Stored entries:
- Opening Delimiter -

PR #1364, opened 2026-08-18
Fix incorrect TFLite INT8 calibration guidance

### LINKED ISSUE #1363: TFLite INT8 docs and warning incorrectly require calibration data
### Search before asking

- [x] I searched the RF-DETR issues and found no similar bug report. 

#1024 discusses export formats broadly but does not track this problem.

### Bug

RF-DETR’s TFLite documentation says INT8 export requires representative calibration images for good accuracy. Export also warns that omitting `calibration_data` will produce poor quantization accuracy.

RF-DETR does not use calibration for INT8 export. `quantization="int8"` produces a dynamic-range model with INT8 weights and floating-point activations.

**Actual behavior**:

```python
model.export(
    format="tflite",
    quantization="int8",
    calibration_data=None,
)
```

Export succeeds and produces a `*_dynamic_range_quant.tflite` artifact, but logs:

```text
No calibration_data provided for INT8 quantization. Using random data — this will produce poor quantization accuracy.
```

That warning is incorrect. `_quantize_dynamic_range()` sets only:

```python
converter.optimizations = [tf.lite.Optimize.DEFAULT]
```

It never sets `converter.representative_dataset`. RF-DETR also never passes `output_integer_quantized_tflite` to `onnx2tf`, so calibration data cannot affect the generated INT8 model.

I also checked every currently supported `onnx2tf` release (2.4.0–2.4.3). None defines the `download_test_image_data()` function that `_patch_validation_download()` tries to patch, so supplied `calibration_data` does not currently reach `onnx2tf` validation either.

**Expected behavior**:

- Do not warn when `calibration_data` is omitted.
- Document `"int8"` as dynamic-range quantization that needs no calibration data.
- Describe `calibration_data` and `max_images` according to their current behavior.
- Keep static/full-integer INT8 unsupported.

### Environment

- RF-DETR 1.9.3
- `develop` at `50f21220`
- Python 3.12
- `onnx2tf` 2.4.3

```python
from rfdetr import RFDETRSmall

model = RFDETRSmall()
model.export(
    format="tflite",
    quantization="int8",
    calibration_data=None,
)
```

amanharshx:
Fixes #1363.

## Summary

TFLite `quantization="int8"` uses dynamic-range quantization: weights are quantized to INT8, activations remain floating point, and calibration data does not affect the generated models.

This PR removes the incorrect missing-calibration accuracy warning and updates the export documentation and docstrings. Public arguments, data preparation, quantization behavior, and static INT8 support remain unchanged.

## Validation

- TFLite export tests: 79 passed
- Export test suite: 375 passed, 67 skipped
- Ruff, formatting, codespell, and mypy on touched files pass


Borda:
@amanharshx, I see mostly just doc changes, no code or dependency updates, so you say it was working all the time? I think I tried it and it did not work for me... 😕 
btw, we know it shall work in theory, but in practice we hit some problems 🦝

amanharshx:
@Borda No, I’m not saying TFLite INT8 always worked end to end. This PR only fixes the calibration guidance. `_quantize_dynamic_range()` uses `Optimize.DEFAULT` without a `representative_dataset`, so `calibration_data` can’t change the generated model or fix an export failure.

I’ve hit separate export failures too. #1323 fixed the import-order deadlock and shipped in 1.9.3. I also reproduced a 1.9.3 PATH issue on macOS arm64 with Python 3.12, TensorFlow 2.19.1, and onnx2tf 2.4.3: invoking `<venv>/bin/python` without `<venv>/bin` on `PATH` prevents onnx2tf from launching `onnxsim`, and conversion later fails with the Functional-model error. Adding `<venv>/bin` to `PATH` makes the same export produce FP32 and FP16 models.

I have a fix and will file it separately with the full reproduction and logs. If what you hit was different, I’d be happy to have a look 🙂

Borda:
So let's add a cookbook with TFlite to validate all is fine now

Borda (approved):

- Closing Delimiter -

▸ **ACTIVITY**
Exact copies of the lines from the one holding "- RF-DETR 1.9.3" to the end of the entries are all that should be written.

▸ **EXERCISE RESULT**
- RF-DETR 1.9.3
- `develop` at `50f21220`
- Python 3.12
- `onnx2tf` 2.4.3

```python
from rfdetr import RFDETRSmall

model = RFDETRSmall()
model.export(
    format="tflite",
    quantization="int8",
    calibration_data=None,
)
```

amanharshx:
Fixes #1363.

## Summary

TFLite `quantization="int8"` uses dynamic-range quantization: weights are quantized to INT8, activations remain floating point, and calibration data does not affect the generated models.

This PR removes the incorrect missing-calibration accuracy warning and updates the export documentation and docstrings. Public arguments, data preparation, quantization behavior, and static INT8 support remain unchanged.

## Validation

- TFLite export tests: 79 passed
- Export test suite: 375 passed, 67 skipped
- Ruff, formatting, codespell, and mypy on touched files pass


Borda:
@amanharshx, I see mostly just doc changes, no code or dependency updates, so you say it was working all the time? I think I tried it and it did not work for me... 😕 
btw, we know it shall work in theory, but in practice we hit some problems 🦝

amanharshx:
@Borda No, I’m not saying TFLite INT8 always worked end to end. This PR only fixes the calibration guidance. `_quantize_dynamic_range()` uses `Optimize.DEFAULT` without a `representative_dataset`, so `calibration_data` can’t change the generated model or fix an export failure.

I’ve hit separate export failures too. #1323 fixed the import-order deadlock and shipped in 1.9.3. I also reproduced a 1.9.3 PATH issue on macOS arm64 with Python 3.12, TensorFlow 2.19.1, and onnx2tf 2.4.3: invoking `<venv>/bin/python` without `<venv>/bin` on `PATH` prevents onnx2tf from launching `onnxsim`, and conversion later fails with the Functional-model error. Adding `<venv>/bin` to `PATH` makes the same export produce FP32 and FP16 models.

I have a fix and will file it separately with the full reproduction and logs. If what you hit was different, I’d be happy to have a look 🙂

Borda:
So let's add a cookbook with TFlite to validate all is fine now

Borda (approved):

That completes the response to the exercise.